Our Patient
Safety Tips of the Week October 11, 2011 “LEAN
in the Lab” and May 1, 2012
“More
LEAN Successes” highlighted some of the successful applications of LEAN
thinking in improving workflows in the lab, emergency department, OR, etc.
LEAN, borrowed largely from Taiichi Ohno and Kiichiro Toyoda and the Toyota
Production System, is both a performance improvement tool and a unique culture.
Now another LEAN
success story demonstrates a significant improvement in OR turnover time (TOT)
and turnaround time (TAT) that provides a significant opportunity for
additional revenue and led to improvement in OR morale in an academic hospital
(Collar
2012). They assembled a multidisciplinary team made up of scrub nurses,
circulating nurses, anesthesiologists, surgical technicians, surgeons,
scheduling personnel and administrators. After flowcharting they identified
“muda” (waste) and steps that added no value from the perspective of the
customer.
Examples they found
of waste included delays in arrival of supervising anesthesiologists, delays in
preparing instrumentation for subsequent cases, incomplete paperwork (eg.

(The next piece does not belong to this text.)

Issue #772, opened 2022-10-12
Acoustic absorption coefficient and ground table


ebocher:
As geoclimate proposes a method to estimate a reference traffic, it'd be nice to offer a way to return the sound absorption coefficient in a ground table. This will facilitate the link with NoiseModelling community (https://github.com/Universite-Gustave-Eiffel/NoiseModelling).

H&P’s, consents, etc.), and poor synchronization between arrival of the
patient and the rest of the surgical team in the OR. Some of their solutions
were simple, such as implementation of automated paging systems to summon the
relevant parties at the right times. Another included having faculty complete
100% of the documentation at the last clinic visit prior to scheduled surgery
and making that document readily identifiable by perioperative personnel.
The project resulted
in a mean reduction in TOT of 9 minutes and about a 20 minute reduction in TAT.

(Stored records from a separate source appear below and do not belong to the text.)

PR #787, opened 2022-11-22
Reorganize module WorkflowGeoIndicators.groovy

j3r3m1:
This PR will reorganize the module WorkflowGeoIndicators in order to simplify the use of individual workflows in the future and to facilitate the use of own RSU by users.


j3r3m1:
Remains two main steps which are:
- replacing part of the code in computeAllGeoIndicators by the corresponding subworkflow
- isolating the part of the code dedicated to building height estimation in a separate workflow.

Then an other PR would be to leave the possibility to skip the spatial unit creation if the user wants to use its own RSU.

j3r3m1:
@ebocher an error is obtained in the test called [runBDTopoWorkflowWithSRID()]
(https://github.com/j3r3m1/geoclimate/blob/6310973d65f6a871bb6aa7b48e9e46f06549f91e/bdtopo_v2/src/test/groovy/org/orbisgis/geoclimate/bdtopo_v2/WorkflowBDTopo_V2Test.groovy#L317). It seems the parameter snappingDistance passed to the workflow computeAllGeoindicators is null [at this stage] (https://github.com/j3r3m1/geoclimate/blob/6310973d65f6a871bb6aa7b48e9e46f06549f91e/bdtopo_v2/src/main/groovy/org/orbisgis/geoclimate/bdtopo_v2/WorkflowBDTopo_V2.groovy#L1326). I would have expected that in that case the default value for snappingDistance in the workflow computeAllGeoindicators() is taken by default (0.01) but it is not the case, the value is kept as null which cause SQL issue afterward.

What would be the best solution to solve that ? As a simple fix I can modify (add) the value of snappingDistance in the test but you might have a more generic way to solve it ?

geoindicators/src/main/groovy/org/orbisgis/geoclimate/geoindicators/WorkflowGeoIndicators.groovy
```diff
@@ -1035,430 +1279,110 @@ IProcess computeAllGeoIndicators() {
...
+                            rsu_lcz            : null,
+                            zone               : zoneTable,
+                            rsu_utrf_area      : null,
+                            rsu_utrf_floor_area: null,
+                            building_utrf      : null,
+                            building           : buildingTableName]
                 }
+
+                //The spatial relation tables RSU and BLOCK  must be filtered to keep only necessary columns
+                def rsuRelationFiltered = prefix prefixName, "RSU_RELATION_"
```
ebocher, line 1327: Not sure to understand this filter

ebocher: rsuRelationFiltered used intead of rsuTable
If yes is rsuTable deleted ?

ebocher (commented):
What a big change ;-)
Just some comments.
By the way, excellent  job.

geoindicators/src/main/groovy/org/orbisgis/geoclimate/geoindicators/WorkflowGeoIndicators.groovy
```diff
@@ -875,6 +875,244 @@ IProcess computeRSUIndicators() {
         }
     }
 }
+
+
+/**
+ * Compute the typology indicators
```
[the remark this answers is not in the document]
j3r3m1: This part of the code does not include anything concerning TEB. computeRSUIndicators is not performed here, only typology classifications (UTRF and LCZ) are computed here (based on geoindicators tables)

geoindicators/src/main/groovy/org/orbisgis/geoclimate/geoindicators/WorkflowGeoIndicators.groovy
j3r3m1: This part of the code was already existing in the previous version. Not sure what contains rsuTable but it might be useless. Yes rsuTable is deleted.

In addition, the frequency of cases finishing after 5 PM was cut in half. They did not measure the savings in overtime
compensation but the opportunity for new revenue created was estimated to be
$330,000 annually for a single OR. A survey of staff revealed improvement in
morale and surgical residents noted no change in their educational experience.
The article also
describes a tool we have not previously commented on – the swim lane diagram
(Green
2010). Such a diagram plots workflows as they may typically occur in silos
and gives you a good picture of what workflows are often going on in parallel.
Arrows between lanes can show where the processes in one “lane” can impact the
flow in another “lane”. It is thus helpful in showing you how such workflows
can give rise to bottlenecks in other “swim lanes”.
See our previous columns on LEAN for good references and
resources to get you started learning about how LEAN can help transform your
work.
References:
Collar RM, Shuman AD, Feiner S, et al. Lean Management in Academic Surgery. J Am Coll Surg 2012; 214(6): 928-936
http://www.journalacs.org/article/S1072-7515%2812%2900197-4/abstract
Green B. How to Create a Swim Lane Diagram. The Lean Logistics Blog.